Start of Data for analysis

PR #5086, opened 2025-10-28
feat(l2): reject privileged transactions in p2p messages

tomip01:
**Motivation**

We don't want to broadcast Privileged transactions between peers as every lead sequencer can get them through the OnChainProposer contract and look for the logs.

**Description**

The P2P messages that broadcast transactions are:
- `Transactions`
  - Added a new `matches!(..)` to deny them
- `NewPooledTransactionHashes`
  - Add a new check for sending tx hashes to not be a privileged one
- `GetPooledTransactions`
  - Are currently rejected inside the function `get_p2p_transaction_by_hash`
- `PooledTransactions`: the response form the `GetPooledTransactions`
  - Added a new `matches!(..)` inside the handle method to reject adding them to the mempool

### DIFF
--- a/crates/common/types/transaction.rs
+++ b/crates/common/types/transaction.rs
@@ -42,6 +42,7 @@ pub enum Transaction {
 
 /// The same as a Transaction enum, only that blob transactions are in wrapped format, including
 /// the blobs bundle.
+/// PrivilegedL2Transaction is not included as it is not expected to be sent over P2P.
 #[derive(Clone, Debug, PartialEq, Eq)]
 pub enum P2PTransaction {
     LegacyTransaction(LegacyTransaction),


ilitteri (approved):

jrchatruc (approved):

crates/networking/p2p/rlpx/eth/transactions.rs
```diff
@@ -295,6 +295,13 @@ impl PooledTransactions {
                     continue;
                 }
             } else {
+                if matches!(tx, P2PTransaction::PrivilegedL2Transaction(_)) {
```
MegaRedHand: It seems weird that `P2PTransaction` has a privileged variant.

crates/networking/p2p/tx_broadcaster.rs
```diff
@@ -292,6 +292,13 @@ pub async fn send_tx_hashes(
...
+                if tx.is_privileged() {
+                    debug!(
+                        peer=%format!("{:#x}", peer_id),
+                        "Not sending privileged transaction hash to peer",
+                    );
+                    continue;
+                }
                 txs_to_send.push((**tx).clone());
             }
             let hashes_message = Message::NewPooledTransactionHashes(
```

End of Data for analysis

=== What the exercise asks ===
Precisely as given, transcribe all of the entries above.

=== Exercise solution ===
PR #5086, opened 2025-10-28
feat(l2): reject privileged transactions in p2p messages

tomip01:
**Motivation**

We don't want to broadcast Privileged transactions between peers as every lead sequencer can get them through the OnChainProposer contract and look for the logs.

**Description**

The P2P messages that broadcast transactions are:
- `Transactions`
  - Added a new `matches!(..)` to deny them
- `NewPooledTransactionHashes`
  - Add a new check for sending tx hashes to not be a privileged one
- `GetPooledTransactions`
  - Are currently rejected inside the function `get_p2p_transaction_by_hash`
- `PooledTransactions`: the response form the `GetPooledTransactions`
  - Added a new `matches!(..)` inside the handle method to reject adding them to the mempool

### DIFF
--- a/crates/common/types/transaction.rs
+++ b/crates/common/types/transaction.rs
@@ -42,6 +42,7 @@ pub enum Transaction {
 
 /// The same as a Transaction enum, only that blob transactions are in wrapped format, including
 /// the blobs bundle.
+/// PrivilegedL2Transaction is not included as it is not expected to be sent over P2P.
 #[derive(Clone, Debug, PartialEq, Eq)]
 pub enum P2PTransaction {
     LegacyTransaction(LegacyTransaction),


ilitteri (approved):

jrchatruc (approved):

crates/networking/p2p/rlpx/eth/transactions.rs
```diff
@@ -295,6 +295,13 @@ impl PooledTransactions {
                     continue;
                 }
             } else {
+                if matches!(tx, P2PTransaction::PrivilegedL2Transaction(_)) {
```
MegaRedHand: It seems weird that `P2PTransaction` has a privileged variant.

crates/networking/p2p/tx_broadcaster.rs
```diff
@@ -292,6 +292,13 @@ pub async fn send_tx_hashes(
...
+                if tx.is_privileged() {
+                    debug!(
+                        peer=%format!("{:#x}", peer_id),
+                        "Not sending privileged transaction hash to peer",
+                    );
+                    continue;
+                }
                 txs_to_send.push((**tx).clone());
             }
             let hashes_message = Message::NewPooledTransactionHashes(
```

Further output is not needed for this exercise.